It is nice to see some discussion of graphical processing, and it makes sense then that what we would see is a whole-picture processing by effect on the image. Also, what's with that particular image being some sort of academic standard. It seems... sleazy.
Anyway. I find it strange that the Structural Grid pattern (perfect for that sort of application as is indicated in the paper) starts out presenting itself as though it is going to be a discussion of a multidimensional version of the multicore array we discussed earlier and then begins to try to phrase itself as some sort of master conductor unit when it is clearly exactly a tool to help apply basic operations over multiple dimensions quickly. Multiple threads are of course going to be needed for that to work, and the data structure should be the one to dispatch but I kept reading the phrasing as though it was overstating what was actually being accomplished. The discussion on the ghost nodes would have benefited from a little more depth and a few more examples. Other than that a good description of what was necessary.

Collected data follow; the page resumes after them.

PR #362, opened 2024-09-16
Handle non-existing assets correctly

fraxachun:
Next will try to render a "normal" page when a non-existing asset (e.g. /assets/foo) is requested. This lead to misleading 500 errors as "assets" would be used as parameter for `/app/[domain]`, causing our site config setup to fail. To fix this, we add an additional page `/app/assets/[[...path]]` which always returns 404.

### DIFF
--- a/admin/server/server.js
+++ b/admin/server/server.js
@@ -8,7 +8,7 @@ const app = express();
 const port = process.env.APP_PORT ?? 3000;
 
 // Read index.html file
-let indexFile = fs.readFileSync("build/index.html", "utf8");
+let indexFile = fs.readFileSync("../build/index.html", "utf8");
 
 // Replace environment variables
 indexFile = indexFile.replace(/\$([A-Z_]+)/g, (match, p1) => {
@@ -42,7 +42,7 @@ app.get("/status/health", (req, res) => {
 });
 
 app.use(
-    express.static("./build", {
+    express.static("../build", {
         setHeaders: (res, path, stat) => {
             if (path.endsWith(".js")) {
                 // The js file is static and the index.html uses a parameter as cache buster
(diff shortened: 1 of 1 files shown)


nsams:
couldn't you instead avoid the 500 by returning null (instead of throwing Error) and call `notFound()` in page.tsx if `getSiteConfigForDomain` returned null?

site/src/util/siteConfig.ts
```diff
@@ -9,7 +9,13 @@ export function getHostByHeaders(headers: Headers) {
 }
 
 export function getSiteConfigForDomain(domain: string) {
-    const siteConfig = getSiteConfigs().find((siteConfig) => siteConfig.scope.domain === domain);
+    let siteConfig;
+    if (domain === "assets") {
```
johnnyomair, line 13: We should add a comment here explaining why this if is needed.

johnnyomair (commented):
It's odd that this needs to be done in getSiteConfigForDomain, but I can't think of a better solution. We could try to get rid of the assets folder altogether, as we discussed in https://github.com/vivid-planet/comet-starter/pull/283#discussion_r1696577469.

site/src/util/siteConfig.ts
```diff
@@ -9,7 +9,14 @@ export function getHostByHeaders(headers: Headers) {
...
+        // /assets paths they are not handled by middleware.ts, therefore no rewriting has taken place and we cannot rely on params.domain
```
johnnyomair, line 14:
```suggestion
        // /assets paths are not handled by the middleware, therefore no rewriting has taken place and we cannot rely on params.domain
```

thomasdax98 (dismissed):

johnnyomair (changes requested):
As discussed yesterday, please change this to a not found page in `src/app/assets/[[...path]]/page.tsx`

nsams (approved):

johnnyomair (approved):

johnnyomair:
Remove the recommended-change label since this should be done like in https://github.com/vivid-planet/comet-starter/pull/748 instead.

I liked the amount of coverage of the different approach styles in the Branch & Bound paper and the description of the pros and cons of each. I also appreciated a concrete example of when the multiqueue structure would be used to gain efficiency, and the fact that the queue technique in the previous paper was used directly. It seems to me that using the branch and bound technique to drive statistical models (like the problems Monte-Carlo is being used for in most examples) would be a viable route as we can limit the total number of runs using this structure and then collapse the results to find the actual best and the conditions under which it occurs.